Forgetting the third arg to addConditionalEdges. Functionally optional but worth including, it makes graph visualisation correct and helps the type system.
Trying to read parent state from inside a worker. The worker only sees what you sent it. If you want state.topic, pass it in the payload.
Reducer choice on the merged channel matters a lot. If your worker returns { research: findings } and research does not have a concat reducer, parallel workers will overwrite each other and you will lose all but one result. This is the most common Send mistake. Same family of bug as forgetting messagesStateReducer from part 1.
Each Send branch consumes one super-step in the checkpoint history. Long fan-outs make the state history bigger.

Where this leaves us

Across both parts you have now seen:

the four primitives of StateGraph, and the channel-and-reducer model that underpins them
conditional edges as the routing primitive
checkpointers, threads, and what you get for free once you add them
interrupt() for pause-and-resume across processes
two flavours of streaming, and which one to use when
subgraphs as just compiled Runnables, and the supervisor pattern they enable
Send for fan-out where the count is dynamic

That is enough to build basically anything that LangGraph is the right tool for. The thing that stuck with me most after using it for a while is that the surface area is much smaller than the marketing implies. State, nodes, edges, compile. Add a checkpointer when you want persistence. Add interrupt() when you want a human in the loop. Use subgraphs when you really need them and a function otherwise. Reach for Send when N is dynamic. Stream at the right granularity for the audience.
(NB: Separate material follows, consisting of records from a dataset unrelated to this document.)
Issue #1547, opened 2026-03-04
Improve readability by replacing `.format` string methods by `f`-strings


patrickdasilva-clearml:
## Proposal Summary
We support Python 3.6+, and `f`-strings were introduced in Python 3.6. We should stop using the following patterns and replace them by `f`-strings for readability:
- `"%s is %d" % (str_value, int_value)`
    This is very hard to read.
- `"{0} is {1}".format(name, age)`
    This is hard to read, but still necessary in the case the string to format (`"{0} is {1}"` in the example) is provided dynamically; in most cases, `.format` usage is not necessary and `f`-strings do the job better.

## Motivation
We support Python 3.6+, so we have no reason to keep our code with older patterns if newer patterns do a better job.

patrickdasilva-clearml:
We merged one PR on the topic but there are many more to go. Sorry for the accidental closure-reopening of this issue.

PR #1615, opened 2026-05-05
refactor: move .format calls to f-strings

patrick-ds-spiritech:
## Related Issue \ discussion
See issue #1547 

## Patch Description
This targets the issue in the `clearml/storage` folder. Does not affect runtime behavior.


patrickdasilva-clearml:
LGTM

PR #1617, opened 2026-05-08
feat: Move shutdown process under try-finally

patrick-ds-spiritech:
## Patch Description
We received a report that the `clearml/utilities/gpu/gpustat.py` has a problem when the GPU fails during the loop in `GPUStatCollection._new_query_nvidia`. This PR addresses that issue to ensure that the conditional shutdown process never fails to occur if something happens at the hardware level.


patrickdasilva-clearml:
LGTM

PR #1618, opened 2026-05-08
Feat/block pickled artifacts retrieval

patrick-ds-spiritech:
## Patch Description
This gives users the ability to protect themselves against `pickle`-related RCEs by blocking the download and execution of pickled artifacts via configuration. It is an "opt-out" feature for unpickling, so the default behavior does not change.


patrickdasilva-clearml:
LGTM

PR #1619, opened 2026-05-11
Add numpy pickled artifacts hash integrity check on retrieval

patrick-ds-spiritech:
## Patch Description
We recently added a hash integrity check when unpickling pandas dataframe artifacts. This PR does the same for numpy array pickled artifacts.


patrickdasilva-clearml:
LGTM

PR #1620, opened 2026-05-11
Add vulnerability check: import_offline_session zipfile.extractall call

patrick-ds-spiritech:
## Patch Description
We previously extracted vulnerability check during `.extractall` method calls on zipfiles but one such instance of that call was left behind. This PR resolves that issue.


patrickdasilva-clearml:
LGTM

PR #1621, opened 2026-05-12
Rename `block_pickled_artifacts` to `block_unsafe_artifacts`

patrick-ds-spiritech:
## Patch Description
A new argument to the `Artifact.get` method was recently added to prevent the download of pickled artifacts if they are deemed unsafe due to known RCE vulnerabilities related to unpickling. To make it easier to preserve backwards compatibility in the future, we are renaming this argument.


patrickdasilva-clearml:
LGTM

PR #1623, opened 2026-05-14
fix: add path traversal check in Dataset._merge_datasets

patrickdasilva-clearml:
## Patch Description
This PR adds validation to the `Dataset._merge_datasets` method against path-traversal attacks.


patrickdasilva-clearml:
LGTM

Most of the difficulty I see people hit, including me, is one of about three bugs: forgetting a reducer on a list channel, forgetting the checkpointer, or trying to read parent state from inside a Send branch. Once those three are wired into your reflexes, the rest of LangGraph mostly does what you expect.

If you want to play with any of this, the prebuilts are a good place to start. createReactAgent for tool-using agents. @langchain/langgraph-supervisor for multi-agent. MemorySaver while you are prototyping, PostgresSaver the moment you ship. Then if those run out of road, you have everything in these two posts to reach for.